PR #721, opened 2022-07-26
#695 Create Decryption

### LINKED ISSUE #695: ✨ Start Decryption in GUI

### Suggestion

As an admin I want to start a decryption for an election that will decrypt records so that I can view tally and publish an election record

### Possible Implementation

_No response_

### Anything else?

_No response_

lprichar:
### Issue

Fixes #695 

### Description
Adds the ability to create decryptions for an election and view those decryptions.  It does not yet include the ability for guardians to join a decryption.

### Testing
1. Create an election
2. Click the "Create Decryption" button at the top right

Expected: It should navigate to a create decryption page and the name should be auto-filled in with a suggested value

image

3. Click create

Expected: It should navigate to a view decryption page like this:

image


src/electionguard_gui/components/component_base.py
```diff
@@ -22,3 +25,8 @@ def init(
     def expose(self) -> None:
         """Override to expose the component's methods to JavaScript. This technique hides the
         fact that method names exposed must be globally unique."""
+
+    def handle_error(self, error: Exception) -> dict[str, Any]:
```
lprichar, line 29: This is an improvement, but what I really wanted was a `run_safe` type method that would take a lambda, create a database, and then call the lambda with the db in a try/catch block.  Unfortunately, Python [doesn't support](https://www.artima.com/weblogs/viewpost.jsp?thread=147358) multi-line lambdas, so I couldn't get this to work.  I may come back to it.  I would also welcome suggestions.

src/electionguard_gui/components/upload_ballots_component.py
```diff
@@ -25,23 +25,39 @@ def expose(self) -> None:
...
             ballot_upload_id = self._ballot_upload_service.create(
-                db, election_id, device_file_name, device_file_contents
+                db,
+                election_id,
+                device_file_name,
+                device_file_contents,
+                ballot_count,
+                created_at,
+            )
+            self._election_service.append_ballot_upload(
```
lprichar, line 49: Duplicated ballot info into the election so it could easily get displayed on the election page

src/electionguard_gui/services/election_service.py
```diff
@@ -45,6 +46,7 @@ def create_election(
             "key_ceremony_id": key_ceremony.id,
             "guardians": context.number_of_guardians,
             "quorum": context.quorum,
+            "election_url": election_url,
```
# # # #
The records above are to be duplicated word for word.

PR #721, opened 2022-07-26
#695 Create Decryption

### LINKED ISSUE #695: ✨ Start Decryption in GUI

### Suggestion

As an admin I want to start a decryption for an election that will decrypt records so that I can view tally and publish an election record

### Possible Implementation

_No response_

### Anything else?

_No response_

lprichar:
### Issue

Fixes #695 

### Description
Adds the ability to create decryptions for an election and view those decryptions.  It does not yet include the ability for guardians to join a decryption.

### Testing
1. Create an election
2. Click the "Create Decryption" button at the top right

Expected: It should navigate to a create decryption page and the name should be auto-filled in with a suggested value

image

3. Click create

Expected: It should navigate to a view decryption page like this:

image


src/electionguard_gui/components/component_base.py
```diff
@@ -22,3 +25,8 @@ def init(
     def expose(self) -> None:
         """Override to expose the component's methods to JavaScript. This technique hides the
         fact that method names exposed must be globally unique."""
+
+    def handle_error(self, error: Exception) -> dict[str, Any]:
```
lprichar, line 29: This is an improvement, but what I really wanted was a `run_safe` type method that would take a lambda, create a database, and then call the lambda with the db in a try/catch block.  Unfortunately, Python [doesn't support](https://www.artima.com/weblogs/viewpost.jsp?thread=147358) multi-line lambdas, so I couldn't get this to work.  I may come back to it.  I would also welcome suggestions.

src/electionguard_gui/components/upload_ballots_component.py
```diff
@@ -25,23 +25,39 @@ def expose(self) -> None:
...
             ballot_upload_id = self._ballot_upload_service.create(
-                db, election_id, device_file_name, device_file_contents
+                db,
+                election_id,
+                device_file_name,
+                device_file_contents,
+                ballot_count,
+                created_at,
+            )
+            self._election_service.append_ballot_upload(
```
lprichar, line 49: Duplicated ballot info into the election so it could easily get displayed on the election page

src/electionguard_gui/services/election_service.py
```diff
@@ -45,6 +46,7 @@ def create_election(
             "key_ceremony_id": key_ceremony.id,
             "guardians": context.number_of_guardians,
             "quorum": context.quorum,
+            "election_url": election_url,
```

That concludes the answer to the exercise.